** Data for this exercise **
PR #3876, opened 2021-09-17
HRMP benchmarks

kianenigma:
as you see, nothing is done, just opening a PR to signal that I will work on this and prevent overlap. 

- [x] Weigh the background-like tasks, and make all of the inter-pallet calls self-weiging. Could be done in a follow-up. All dispatchables area already being weighed. 

part of https://github.com/paritytech/polkadot/issues/3850


runtime/kusama/src/lib.rs
```diff
@@ -1082,22 +1082,22 @@ impl InstanceFilter<Call> for ProxyType {
 			),
 			ProxyType::Governance => matches!(
 				c,
-				Call::Democracy(..) |
-					Call::Council(..) | Call::TechnicalCommittee(..) |
-					Call::PhragmenElection(..) |
-					Call::Treasury(..) | Call::Bounties(..) |
-					Call::Tips(..) | Call::Utility(..)
+				Call::Democracy(..)
+					| Call::Council(..) | Call::TechnicalCommittee(..)
```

** Work required **
Once you have found every line in the listing that holds the string "TechnicalCommittee", copy each of them.

** Finished exercise **
-					Call::Council(..) | Call::TechnicalCommittee(..) |
+					| Call::Council(..) | Call::TechnicalCommittee(..)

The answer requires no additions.